The Tree-3 architecture consists of M = 16 branches. The first layer of each branch consists of K (6 or 15) (5 × 5) filters for each of the three RGB channels. Each channel is convolved with its own set of K filters, resulting in 3 × K different filters. The convolutional layer filters are the same for all M branches. The first layer concludes with max-pooling consisting of non-overlapping (2 × 2) squares. As a result, there are (14 × 14) output units for each filter. The second layer consists of a tree-like (non-overlapping) sampling (2 × 2 × 7 units) of K-filters for each RGB color in each branch, resulting in 21 output signals (7 × 3) for each branch. The third layer fully connects the outputs of 21 × M branches of layer 2 to 10 output modules. ReLU activation function is used for online learning, while Sigmoid is used for offline learning.
In Figure 1 (d), the dashed black line marks the scheme of one route connecting the updated weight at the first layer, as depicted in Figure 1 (c), during the error backpropagation technique to the output device.

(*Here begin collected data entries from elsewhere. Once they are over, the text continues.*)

PR #1282, opened 2025-02-26
WIP: decorators should wrap functions with vanilla wrapper

skrawcz:
This is a prototype sketch.

1. each decorator wraps the function -- and returns that pointer.
2. we only wrap a function 1 level deep.
3. we validate on the original function.

This should then enable:
1. reusing base functions easily.
2. not mutating the original function.
3. also work in SERDE contexts -- but something to properly test.

## Checklist

### DIFF
--- a/hamilton/function_modifiers/base.py
+++ b/hamilton/function_modifiers/base.py
@@ -4,6 +4,7 @@ import functools
 import itertools
 import logging
 from abc import ABC
+from inspect import unwrap
 
 try:
     from types import EllipsisType
@@ -99,18 +100,30 @@ class NodeTransformLifecycle(abc.ABC):
         :param fn: Function to decorate
         :return: The function again, with the desired properties.
         """
-        self.validate(fn)
+        # stop unwrapping if not a hamilton function
+        # should only be one level of "hamilton wrapping" - and that's what we attach things to.
+        self.validate(unwrap(fn, stop=lambda f: not hasattr(f, "__hamilton__")))
+        if not hasattr(fn, "__hamilton__"):
+
+            @functools.wraps(fn)
+            def wrapper(*args, **kwargs):
+                return fn(*args, **kwargs)
+
+            wrapper.__hamilton__ = True
+        else:
+            wrapper = fn
+
         lifecycle_name = self.__class__.get_lifecycle_name()
-        if hasattr(fn, self.get_lifecycle_name()):
+        if hasattr(wrapper, self.get_lifecycle_name()):
             if not self.allows_multiple():
                 raise ValueError(
                     f"Got multiple decorators for decorator @{self.__class__}. Only one allowed."
                 )
-            curr_value = getattr(fn, lifecycle_name)
-            setattr(fn, lifecycle_name, curr_value + [self])
+            curr_value = getattr(wrapper, lifecycle_name)
+            setattr(wrapper, lifecycle_name, curr_value + [self])
         else:
-            setattr(fn, lifecycle_name, [self])
-        return fn
+            setattr(wrapper, lifecycle_name, [self])
+        return wrapper
 
     def required_config(self) -> Optional[List[str]]:
         """Declares the required configuration keys for this decorator.


elijahbenizzy:
Copying the function might be cleaner -- if this works then great but I think there are a few assumptions that you'll have to check for (async, signature stuff), which `functools.wraps` doesn't cover.

skrawcz:
> Copying the function might be cleaner -- if this works then great but I think there are a few assumptions that you'll have to check for (async, signature stuff), which `functools.wraps` doesn't cover.
> 
> Might be easier to use this utility function:
> 
> https://github.com/DAGWorks-Inc/hamilton/blob/1057a40db370d235fce647d65872221365da6bfa/hamilton/ad_hoc_utils.py#L15

yep some testing to be done for sure.

skrawcz:
@jernejfrank any thoughts on what assumption I broke with `@mutate`?

skrawcz:
> @jernejfrank any thoughts on what assumption I broke with `@mutate`?

figured it out. I have a hack that works I think. will need to refactor a few things in this PR for a proper change

jernejfrank:
> > @jernejfrank any thoughts on what assumption I broke with `@mutate`?
> 
> figured it out. I have a hack that works I think. will need to refactor a few things in this PR for a proper change

Great, just to write down why I think it failed for easier lookup: 

`mutate` looks at the functions you want to mutate and figures out if there's already a `pipe_output` decorator on it. If so, it appends the mutating function (the one decorated with `mutate`) as the next step in the already existing `pipe_output` sequence of steps. Otherwise, it will create a `pipe_output` decorator on the target function with the mutating function as the step.

I guess with the new wrapper for the decorators, this check if `pipe_output` exists doesn't work, because it looked at the wrong level?

skrawcz:
Okay there is one bug with parallel & collect on ray using the tracker -- the parallelized nodes aren't being reflected in the Hamilton UI -- I suspect it could be something could be messing with the "source code" pointers the SDK captures or something.

hamilton/function_modifiers/base.py
```diff
@@ -99,18 +101,40 @@ def __call__(self, fn: Callable):
         :param fn: Function to decorate
         :return: The function again, with the desired properties.
         """
-        self.validate(fn)
+        # # stop unwrapping if not a hamilton function
+        # # should only be one level of "hamilton wrapping" - and that's what we attach things to.
+        self.validate(unwrap(fn, stop=lambda f: not hasattr(f, "__hamilton__")))
```
elijahbenizzy, line 106: Why do we only do one level deep? Aren't there some weird cases with multiple imports, imports of imports, etc...?

hamilton/function_modifiers/base.py
```diff
@@ -805,6 +829,9 @@ def resolve_nodes(fn: Callable, config: Dict[str, Any]) -> Collection[node.Node]
     which configuration they need.
     :return: A list of nodes into which this function transforms.
     """
+    # check for mutate...
+    fn = handle_mutate_hack(fn)
```
elijahbenizzy, line 833: Take away the name "hack"

hamilton/function_modifiers/base.py
```diff
@@ -833,6 +860,36 @@ def resolve_nodes(fn: Callable, config: Dict[str, Any]) -> Collection[node.Node]
...
+    directly wrap the function, but mutate does not. It adds
+    a pointer to the function in question that we follow here.
+
+    This code depends on what the mutate class does
+    and what the pipe_output decorator does.
+
+    :param fn: Function to check
+    :return: Function or wrapped function to use if applicable.
+    """
+    if hasattr(fn, "__hamilton_wrappers__"):
```
elijahbenizzy, line 881: Is this worth the complexity it adds? Is there a simpler way to approach it? Need to grok better.

hamilton/function_modifiers/expanders.py
```diff
@@ -231,6 +231,65 @@ def replacement_function(
                     # now the error will be clear enough
                 return node_.callable(*args, **new_kwargs)
 
+            async def async_replacement_function(
```
elijahbenizzy, line 234: note -- merge with the above when you get to polishing

elijahbenizzy (commented):
If it works then great, but wow there's a lot of complexity here. I think this is a decent approach, but curious if there's a way to simplify accounting for the wrappers?

hamilton/function_modifiers/base.py
skrawcz: The problem is that with mutate the current design was the attach to the function and it woudl be resolved properly.

I think the better approach would be to register mutates via a registry that is applied to functions that are found ... and that way we wouldn't need to attach it to the function directly...

jernejfrank: Curious, if we use a registry for mutate, would it be sensible to just have one global registry for all decorators instead of the additional 1-layer wrapper?

hamilton/function_modifiers/base.py
elijahbenizzy: Yes, I got that.  Why *just* one layer was the question?

skrawcz: > Why just one layer 

1. Doesn't seem like we need more? 
2. This mirrors the prior behavior of directly attaching to the function - there were no layers before.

To solve the classification task, researchers applied the cross-entropy cost function and utilized the stochastic gradient descent algorithm to minimize it. To fine-tune the model, optimal hyperparameters such as learning rate, momentum constant, and weight decay coefficient were found. To evaluate the model, several validation datasets consisting of 10 000 random examples, similar to the test dataset, were used. The average results were calculated, considering the standard deviation from the stated average success metrics. Nesterov's method and L2 regularization were applied in the study.
Hyperparameters for offline learning, including η (learning rate), μ (momentum constant), and α (L2 regularization), were optimized during offline learning, which involved 200 epochs. Hyperparameters for online learning were optimized using three different dataset example sizes.
As a result of the experiment, an effective approach to training a tree-like architecture, where each weight is connected to the output unit by only one route, was demonstrated. This approximation to biological learning and the ability to use deep learning with greatly simplified dendritic trees of one or several neurons. It is important to note that adding a convolutional layer to the input helps preserve the tree-like structure and improve success compared to architectures without convolution.
While the computational complexity of LeNet-5 was notably higher than that of the Tree-3 architecture with comparable success rates, its efficient implementation necessitates new hardware. It is also expected that training the tree-like architecture will minimize the likelihood of gradient explosions, which is one of the main challenges for deep learning. Introducing parallel branches instead of the second convolutional layer in LeNet-5 improved success metrics while maintaining the tree-like structure. Further investigation is warranted to explore the potential of large-scale and deeper tree-like architectures, featuring an increased number of branches and filters, to compete with contemporary CIFAR-10 success rates. This experiment, using LeNet-5 as a starting point, underscores the potential benefits of dendritic learning and its computational capabilities.